20. To the extent that plaintiffs argue that their funding claim is appropriate in this case because Alabama does not have enough money to effect the desegregation remedies previously ordered, the district court rejected this contention and so do we. Plaintiffs point to no specific instance where the State has failed in its remedial obligations. On the contrary, the district court noted that the State has met all of its obligations under previous orders and done so “unbegrudgingly.” Based upon the record, we agree.
21. Although unrelated to the ability of black students to attend college, it should be noted that the State has complied with the district court's order to improve the curricula of its historically black colleges, adding programs in mechanical and electrical engineering, masters programs in accounting, health information management programs, occupational therapy programs physical therapy and a doctorate program in educational leadership.
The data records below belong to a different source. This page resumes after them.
PR #5342, opened 2026-07-09
seafile: add X-Forwarded-Proto header when TLS is terminated

mreid-tt:
## Description

Adds `X-Forwarded-Proto $scheme` to all three nginx proxy locations (`/`, `/socket.io`, `/sdoc-server/`), rendered only when a TrueNAS certificate is configured (`certificate_id` is set). This informs the backend (Django/seahub and the sdoc-server) that requests arrived over HTTPS, which is required for correct CSRF validation when accessing Seafile directly via HTTPS.

This does not address the external reverse proxy case — users behind a reverse proxy who encounter CSRF 403 errors will need to manually add `CSRF_TRUSTED_ORIGINS` and `SECURE_PROXY_SSL_HEADER` to their instance's `seahub_settings.py`.


mreid-tt:
Hey @stavros-k, now that the app has been published, I was able to test it with real SSL certificates and behind a reverse proxy. That uncovered a few issues that weren't reproducible during the initial testing. I've proposed a fix here.

ix-dev/community/seafile/templates/docker-compose.yaml
```diff
@@ -77,6 +77,17 @@
 
 {% do seafile.add_caps(["CHOWN", "DAC_OVERRIDE", "FOWNER", "SETGID", "SETUID"]) %}
 {% do seafile.add_extra_host(seafile_host_no_port, "host-gateway") %}
+{% set seafile_csrf_origin = values.seafile.server_url.rstrip("/") %}
+{%- set seafile_settings_script -%}
+#!/bin/bash
+TARGET="/shared/seafile/conf/seahub_settings.py"
+if [ -f "$TARGET" ]; then
+  sed -i "/^CSRF_TRUSTED_ORIGINS/d;/^SECURE_PROXY_SSL_HEADER/d" "$TARGET"
```
stavros-k: sed is going to cause all sorts of issues. even produce a garbage file

ix-dev/community/seafile/templates/macros/nginx.conf
```diff
@@ -17,6 +17,9 @@ server {
         proxy_set_header Host $http_host;
         proxy_set_header X-Real-IP $remote_addr;
         proxy_set_header X-Forwarded-For $proxy_add_x_forwarded_for;
+        {% if values.network.certificate_id %}
+        proxy_set_header X-Forwarded-Proto $scheme;
+        {% endif %}
```
stavros-k, line 22: isnt this required for the other locations?

mreid-tt: did not seem to make a difference but it couldn't hurt so it has been added

ix-dev/community/seafile/templates/docker-compose.yaml
mreid-tt: i'm going to try a different approach, hope this is better. if not I'd really love to hear your suggestion on how best accomplish this

ix-dev/community/seafile/templates/docker-compose.yaml
```diff
@@ -77,6 +77,19 @@
 
 {% do seafile.add_caps(["CHOWN", "DAC_OVERRIDE", "FOWNER", "SETGID", "SETUID"]) %}
 {% do seafile.add_extra_host(seafile_host_no_port, "host-gateway") %}
+{% set seafile_csrf_origin = values.seafile.server_url.rstrip("/") %}
+{%- set seafile_settings_script -%}
+#!/bin/bash
+TARGET="/shared/seafile/conf/seahub_settings.py"
```
stavros-k: I don't like this. This file is meant to be edited by users, which can contain duplicate variables, variables can even be inline lambas, function calls, arrays and whatnot. This naive find/replace will inevitably break it.

If seafile does not have a way to define them via envs or something more structured, we cannot do this thing.

mreid-tt: Following up on your feedback — I looked at how the upstream seafile-mc image's `bootstrap.py` handles settings. It appends `TIME_ZONE` to `seahub_settings.py` during initial setup using `a+` mode (no find/replace, just `>>` to the end of the file):

```python
with open(join(topdir, 'conf', 'seahub_settings.py'), 'a+') as fp:
    fp.write("\nTIME_ZONE = '{time_zone}'".format(
        time_zone=os.getenv('TIME_ZONE', default='Etc/UTC')))
    fp.write('\n')
```

I've updated the startup script to follow the exact same pattern — `grep -q` to check if the setting exists, then `printf >>` to append if absent. No find/replace, no sed, no temp files. This avoids the concerns about breaking Python syntax while matching how the upstream image itself handles configuration.

stavros-k: This is done only at init time. This does not work for us. Changing the url will not update it. Leaving it broken again.

mreid-tt: I'm not sure where to go from here. At this point, it seems like we have two options:

1. Go back to the `grep`/`printf` approach to rewrite the file, ensuring there's only a single instance of each line we need to add.
2. Drop the startup script entirely and accept that reverse proxy users need to manually add `CSRF_TRUSTED_ORIGINS` to `seahub_settings.py` — the same way they'd configure any other advanced Django setting.

I'm out of ideas at this stage and would really appreciate your guidance on the best way forward.

stavros-k: Given than Reverse proxy is not configured within _our_ app, it should not be handled by it.

stavros-k (approved):

PR #5408, opened 2026-07-18
Add basic Authntication support for the Hermes-Agent Dashboard

### LINKED ISSUE #5407: [Enhancement]: Hermes-Agent Authentication adjustment
### App Name

Hermes-Agent

1.0.6

### Enhancement Description

Hey,

since the new version of Hermes-Agent it is no longer allowed to run the Dashboard insecure.
Since the current version it is mandatory to have at least one authentication method, for example the new username + password method, if the admin do not want to configure OAuth or OIDC.
It is not possible to start the app, without configuring at least one of them.

Here are the official Docs: https://hermes-agent.nousresearch.com/docs/user-guide/docker/#running-the-dashboard

Kind regards

### Use Case

Authntication

### Proposed Solution

New Env-Variables and remove deprecated one.

### Alternatives Considered

_No response_

### Additional Context

_No response_

HubGon:
Hi,

this PR adds basic Authentication for the Hermes Dashboard. Since the latest update it is mandatory to have at least one authentication method.
Also removed the option to enable insecure dashboard, since it is deprecated.

Kind regards
Closes #5407


ix-dev/community/hermes-agent/questions.yaml
```diff
@@ -17,6 +17,51 @@ questions:
...
+            required: true
+            private: true
+        - variable: hmac_key
+          label: HMAC App Key
+          description: |
+            Signing the basic provider's stateless<br>
+            session tokens, so login stays valid after<br>
+            a restart.</br>
+            Must be 32+ bytes, base64/hex/raw encoded.<br>
+            Generate a strong secret with `openssl rand -hex 32`.<br>
```
yuk7hi, line 49: Since this is rendered as HTML, let's wrap the code segment using `<code>` tags.
```suggestion
            Generate a strong secret with <code>openssl rand -hex 32</code>.
```

yuk7hi: There's a similar line at line:70 (added by me), could you please update this line as well? TIA

yuk7hi:
The related test values used in CI needs to be updated as well, to omit the deprecated config and include the auth configs.
https://github.com/truenas/apps/blob/f733713ecfda1d683043775e6d9cc8f09545e1b3/ix-dev/community/hermes-agent/templates/test_values/basic-values.yaml#L6-L9

ix-dev/community/hermes-agent/questions.yaml
```diff
@@ -38,16 +83,6 @@ questions:
           schema:
             type: boolean
             default: false
-        - variable: enable_insecure_dashboard_access
```
stavros-k, line 41: This change breaks all installations. It requires migration.

ix-dev/community/hermes-agent/questions.yaml
```diff
@@ -17,6 +17,51 @@ questions:
     schema:
       type: dict
       attrs:
+        - variable: basic_auth_enabled
```
stavros-k: Should be an enum, so it can easily be expanded if required.

ix-dev/community/hermes-agent/questions.yaml
HubGon: The dashboard of the app broke for all user since the latest update.
But we can do a migration if you want to. What do you think about enabling the dashboard by default and set standard username + password for everyone who checked the old setting "enable_insecure_dashboard_access"?

stavros-k: Removing something from schema will error out when you click upgrade. It will require reinstall.

What would a user see if there is no auth method configured?

HubGon: Ok, good to know.

The Web-Dashboard is not showing up at all and in the log the admin is hinted, that the old env variable for insecure access is deprecated and there should be at least one configured authentication methode.

It does not have to be basic auth, it can also be OIDC or OAuth.

stavros-k: Ok lets default to `""` in the auth type enum for existing installations (ie in the migration) but on the questions, lets default to basic.
Whoever has already upgraded and its on a "broken" webui, has probably already used additional envs to fix it, so if we migrate it to basic, it will error out for duplicate variables.

We can check tho if basic auth variables are defined and migrate them to the fields too.

ix-dev/community/hermes-agent/questions.yaml
HubGon: I don't get why this should be an enum. The user can choose to use the basic authentication. He is also allowed to choose to configure OIDC or OAuth to get access to the Dashboard.

stavros-k: You can have both basic AND oidc? or is it one at a time/?

ix-dev/community/hermes-agent/migrations/auth_migration
```diff
@@ -0,0 +1,27 @@
+#!/usr/bin/python3
+
+import os
+import sys
+import yaml
+
+def migrate(values):
+    values["hermes-agent"].pop("enable_insecure_dashboard_access", None)
+
+    if values["hermes-agent"].get("additional_envs", {}).get("HERMES_DASHBOARD_BASIC_AUTH_USERNAME") and values["hermes-agent"].get("additional_envs", {}).get("HERMES_DASHBOARD_BASIC_AUTH_PASSWORD"):
```
stavros-k: additional envs is a list. You can't just pop keys

stavros-k: minecraft should have a migration for additional envs to check

HubGon: rewrote the migration-script, to be more like the minecraft one. Thanks for the hint, didn't found one yesterday by myself...
hope this time its ok :)

ix-dev/community/hermes-agent/questions.yaml
yuk7hi: You can setup multiple authentication flows at the same time (i.e. Basic + OAuth + OIDC).

stavros-k (approved):

PR #5410, opened 2026-07-19
Add Tailscale Services configuration

sbquinlan:
## Summary

- add optional Tailscale Services and backend endpoint settings to the existing Tailscale app
- generate a native `TS_SERVE_CONFIG` JSON file while keeping the stock image and a single Tailscale container
- default Services to Tailscale-managed HTTPS on port 443 while allowing HTTP, HTTPS, or raw TCP endpoints on custom ports
- add a Tailnet DNS Suffix setting for HTTP and HTTPS Service hostnames; raw TCP endpoints do not require it
- validate host networking, target hosts, backend protocols, and duplicate Service or port definitions

Related to #3937.

## AI

- [x] Part or all of this PR was generated with LLM assistance.

## Validation

- rendered HTTPS, HTTP, raw TCP, IPv6, empty-managed, disabled, and missing-DNS-suffix cases
- verified the generated HTTPS configuration maps a Service hostname on port 443 to a different local backend port
- confirmed the rendered Compose contains only the stock Tailscale container
- passed YAML parsing, `git diff --check`, and `docker compose config` for the installable test Compose
- inspected the Tailscale v1.98.9 Serve configuration and Service hostname lookup paths

### DIFF
--- a/ix-dev/community/tailscale/README.md
+++ b/ix-dev/community/tailscale/README.md
@@ -3,3 +3,6 @@
 [Tailscale](https://tailscale.com) Secure remote access to shared resources
 
 - When `Userspace` is **disabled**, `Tailscale` will run with `/dev/net/tun` device mounted from the host.
+- Tailscale Services can optionally forward TCP ports to applications published on the NAS. Define each Service
+  and its TCP ports in the Tailscale admin console first, authenticate this node with a tag-based identity, and
+  approve the Service advertisement or configure an auto-approver policy.
--- a/ix-dev/community/tailscale/README.md
+++ b/ix-dev/community/tailscale/README.md
@@ -5,6 +5,7 @@
 - When `Userspace` is **disabled**, `Tailscale` will run with `/dev/net/tun` device mounted from the host.
 - Tailscale Services can optionally expose applications published on the NAS. HTTPS endpoints terminate
   Tailscale-managed TLS and proxy to the application's backend port, so a Service on port 443 can reach an app
-  published on a different port. Define each Service and its ports in the Tailscale admin console first, enable
-  HTTPS for the tailnet when using HTTPS endpoints, authenticate this node with a tag-based identity, and approve
-  the Service advertisement or configure an auto-approver policy.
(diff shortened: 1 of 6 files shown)


stavros-k:
I don't understand why we have to move the json generation here? This is something application specific and can change at any point, or add new features.
Having it here, prohibits ANY change to that file from the user. So as tailscale adds more features we are forced to add support for those. This is not something that would need to be maintained here.

From what I can see it is just a JSON + env var, which can already be done as explained in the linked issue.

Thanks

sbquinlan:
@stavros-k, I don’t think pointing to Additional Storage and Additional Environments addresses the purpose of this PR:

- Transmission already translates wizard settings into `settings.json`, and several other apps generate JSON, YAML, nginx, Mosquitto, rsync, or JavaScript configuration from wizard values.
- Managed Services is disabled by default. Users can still supply arbitrary JSON through Additional Storage and `TS_SERVE_CONFIG`; the two approaches are not mutually exclusive.

“Users can manually write and mount the configuration” could equally be used to argue against providing most app wizard options—they could just write Compose YAML themselves. Technical possibility is not the same as an accessible or convenient user experience. This PR adds a wizard for the common case without removing the advanced escape hatch.

Would you reconsider and reopen the PR?

stavros-k:
All those apps are __patching__ the config files AND only things that are deployment varying, ports, db creds, stuff like that. Maybe one or two extra settings.
Those above are mostly mandatory to do, because most values are cross cutting, ie both on docker compose definition (which user cannot edit) and on the app, so this is done to keep them in sync. 

rsync, webdav, ddns-updater are more special apps. Those replace previously host baked services.

What this PR does, is brings all the burden of keeping the wizard aware of ALL the tailscale options. Cause you are taking ownership of the file.
And given that the file is not really a deployment concern, ie does not link to any docker compose details like ports, or other dependencies that the user does not have option to configure, what I said still stands.

Otherwise we will have to start managing every config file under the sun.
Homepage's yaml files, meshcentral's json file, random app ini file, conf file, another custom format file.

Thanks

sbquinlan:
alright, fair enough. thanks

PR #5423, opened 2026-07-20
Fix PlainNVR recording host path permissions

endless1233214:
## Summary
- bump PlainNVR to app image 0.1.1 / catalog version 1.0.1
- enable automatic permissions for PlainNVR data and recordings host paths
- keeps host-path installs writable by the configured non-root PlainNVR UID/GID

## Why
A real TrueNAS install using host-path recordings could start live view successfully while recording stayed in recovery because camera segment directories were not writable by UID/GID 568. The permission helper skipped host paths unless `auto_permissions` was set, so this exposes the checkbox and defaults it on for PlainNVR's writable storage mounts.

## Testing
- Ruby YAML parser loaded app.yaml, ix_values.yaml, and questions.yaml
- git diff --check
- Verified on a running TrueNAS install that fixing directory ownership restored segment writes

### DIFF
--- a/ix-dev/community/plainnvr/questions.yaml
+++ b/ix-dev/community/plainnvr/questions.yaml
@@ -425,6 +425,17 @@ questions:
                         type: hostpath
                         show_if: [["acl_enable", "=", false]]
                         required: true
+                    - variable: auto_permissions
+                      label: Automatic Permissions
+                      description: |
+                        Automatically set permissions for the host path.
+                        PlainNVR runs as the configured User ID and Group ID, so
+                        enabling this lets TrueNAS correct ownership when the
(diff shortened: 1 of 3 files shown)


ix-dev/community/plainnvr/questions.yaml
```diff
@@ -425,6 +425,17 @@ questions:
                         type: hostpath
                         show_if: [["acl_enable", "=", false]]
                         required: true
+                    - variable: auto_permissions
```
stavros-k, line 428: Thats only for postgres datasets.

The permissions apply only on non-empty directories and never touched again.

stavros-k:
Version is bumped in #5425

22. Although our decision today may be seen to leave plaintiffs without a remedy for the wrong identified in the Equity Funding Cases, the Supreme Court suggested in Rodriguez that:The consideration and initiation of fundamental reforms with respect to state taxation and education are matters reserved for the legislative processes of the various States ․ the need is apparent for reform in tax systems which may well have relied too long and too heavily on the local property tax ․ but the ultimate solutions must come from the lawmakers and from the democratic pressures of those who elect them.411 U.S. at 58-59, 93 S.Ct. 1278.